**BRIEF**
Filter the records below for the word "Shot". Keep each line that has it.

**Saved entries**
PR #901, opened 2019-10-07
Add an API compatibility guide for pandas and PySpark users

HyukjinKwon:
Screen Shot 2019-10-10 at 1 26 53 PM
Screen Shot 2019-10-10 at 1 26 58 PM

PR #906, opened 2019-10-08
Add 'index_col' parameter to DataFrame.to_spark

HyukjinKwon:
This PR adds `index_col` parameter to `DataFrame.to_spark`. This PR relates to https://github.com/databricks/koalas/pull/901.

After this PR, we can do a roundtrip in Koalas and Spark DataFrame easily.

**RESPONSE**
Screen Shot 2019-10-10 at 1 26 53 PM
Screen Shot 2019-10-10 at 1 26 58 PM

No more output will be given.